Primarily due to their high energy density, lithium ion batteries (LIBs) are currently the commercially dominant energy storage devices, and extensive effort has been made to design nanostructured electrodes. However, as lithium precursor supplies are both limited and confined to narrow geographies, technology based on alternative charge carriers is being sought. Thus room-temperature sodium ion batteries (NIBs, NABs, SIBs) have gained increasing attention due to the wide availability and low cost of Na.
Substantial success has been recently achieved in developing cathode and anode materials for conventional sodium ion batteries. It is well established that graphite will not intercalate Na to an appreciable extent, due to its larger ionic radius than Li (0.102 nm vs. 0.076 nm) and weaker chemical interaction with the graphene sheets. There has been a range of alternative NIB anode materials published recently in literature, including nitrogen doped carbons, non-graphite carbon nanostructures, nanostructured red phosphorous, ionic compounds, nitrides, and metal oxides, as well as a range of Na active metal alloys with combinations of active and inactive phases. Graphene and graphene nanocomposites have also been utilized, along with Na intercalating “MXenes” where M is a transition metal and X is C or N. Similar as for LIBs', appropriately designed carbons are perhaps the most economical and technically viable candidate for NIB applications. A range of hard (“hard” is defined as non-graphitizable) carbons has been employed, including N-doped carbons. Recently, soft carbons have also been employed with good success.

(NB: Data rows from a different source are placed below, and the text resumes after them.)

PR #3166, opened 2026-07-30
Performance: cache ClassDef._find_metaclass() per node

Pierre-Sassoulas:
## Type of Changes

## Description

The recursive metaclass lookup walked the MRO on every call. Cache the result per node so the walk runs once, short-circuiting re-entry through a `_COMPUTING_METACLASS` sentinel to preserve the cycle protection that `seen` provides in the slow path.

Only the no-context call is cached: the cache key is `context is None`, so an explicit `context` still forces a fresh walk.

`TestFindMetaclassCaching` covers the four branches: a cached `ClassDef` result is reused, a `None` result is cached explicitly so the MRO walk does not repeat, an explicit `context` neither reads nor writes the cache, and re-entry while the sentinel is parked returns `None` to break the cycle.

Refs #1115


Pierre-Sassoulas:
No visible result in the CI benchmark but total function calls for declared_metaclass() and ancestors() goes down as expected.

DanielNoord (commented):
Is the additional complexity worth it if we don't see a meaningful impact on benchmarks? I understand we're trying to improve performance but this will hurt maintainability in the long run and without clear indications of benchmark improvements that doesn't necessarily weigh up.

_The inference code base is already quite hard to maintain..._

Pierre-Sassoulas:
The benchmark is pretty rough, it's not often we're going to see 5+% shaved or added from a normal non problematic run of 20s on flake8. (We did or fixed something pretty terrible when that happen). We still need to think about performance implication and look at the cprofile to optimize problematic code with big codebase and deep recursion. 

Inference is where the performances gains are all going to happen now imo.

DanielNoord:
> We still need to think about performance implication and look at the cprofile to optimize problematic code with big codebase and deep recursion.

Agreed, but in this case I am wondering if the added complexity really weighs up against the maintainability costs. Is this recursion really an issue?

PR #3167, opened 2026-07-30
Performance: collapse 19 builtin transforms into a single Call dispatcher

Pierre-Sassoulas:
## Type of Changes

## Description

`register_builtin_transform` registered 19 separate transforms on `nodes.Call`. The transform visitor ran all 19 predicates per `Call` node, each repeating the same `isinstance`/name checks before all but one bailed out. This routes by name through a dict instead, so a `Call` node pays for those checks once.

The registration API is unchanged: `register_builtin_transform` now fills the dispatch table, so adding a builtin still takes one call and new entries enroll automatically.

`tests/test_transforms.py` gains coverage for the dispatcher: routing by name, unknown names falling through untouched, and the inference tips still firing for each registered builtin.

Refs #1115


astroid/brain/brain_builtin_inference.py
```diff
@@ -1120,7 +1135,14 @@ def _infer_str_format_call(
...
+    # running 19 separate predicates on every Call node walked by the
+    # transform visitor (#1115).
+    manager.register_transform(
+        nodes.Call,
+        inference_tip(_builtin_dispatch_transform),
+        _builtin_dispatch_predicate,
+    )
     register_builtin_transform(manager, infer_bool, "bool")
     register_builtin_transform(manager, infer_super, "super")
     register_builtin_transform(manager, infer_callable, "callable")
```
DanielNoord, line 1186: Why are we still registering the transforms here?

astroid/brain/brain_builtin_inference.py
```diff
@@ -228,31 +266,8 @@ def register_builtin_transform(
...
-            if hasattr(result, "col_offset") and result.col_offset is None:
-                result.col_offset = node.col_offset
-        return iter([result])
-
-    manager.register_transform(
-        nodes.Call,
-        inference_tip(_transform_wrapper),
-        partial(_builtin_filter_predicate, builtin_name=builtin_name),
-    )
+    del manager  # No longer needed; dispatcher is registered once globally.
```
DanielNoord, line 271: This feels dangerous. Is the `del` really necessary?

DanielNoord (commented):
Pretty hard to wrap you head around this haha

Tried my best, haven't looked at the tests yet

astroid/brain/brain_builtin_inference.py
Pierre-Sassoulas: Didn't want to modify the API for ``register_builtin_transform`` (no leading underscore). If we remove this constraint, there's a lot we can do in a simpler way.

astroid/brain/brain_builtin_inference.py
Pierre-Sassoulas: No, we could use a noqa instead. But the other discussion might make this one obsolete.

astroid/brain/brain_builtin_inference.py
DanielNoord: I don't expect non core `astroid` to ever need to call `register_builtin_transform`, so I'd be fine with changing the API :)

Another commercially important energy storage system is an electrochemical capacitor, a.k.a. a supercapacitor, which provides greater power density and longer cycling life than a secondary battery, but at the expense of substantially decreased energy density. The main development target for supercapacitors is to expand their energy density without sacrificing too significantly their high power and high cyclability. A popular approach for achieving such balance is to design a device with a capacitor-type positive electrode (cathode) and battery-type negative electrode (anode). In such a system, termed a hybrid ion capacitor among other names, charge is stored by bulk ion insertion into the anode, similar as in a standard battery. However the positive electrode stores charge primarily by reversible ion adsorption rather than ion intercalation, aiding the rate capability and reducing cycling-induced degradation.
While there have been a great variety hybrid lithium and sodium ion capacitor architectures, they have generally relied on dissimilar materials in the cathode versus the anode. An aim of the present invention is a symmetric electrode architecture which employs similar or same materials in the cathode versus the anode.
Another aim in both battery and supercapacitor fields is to design high performance electrodes through green methods and from sustainable precursors, such as those derived from waste streams.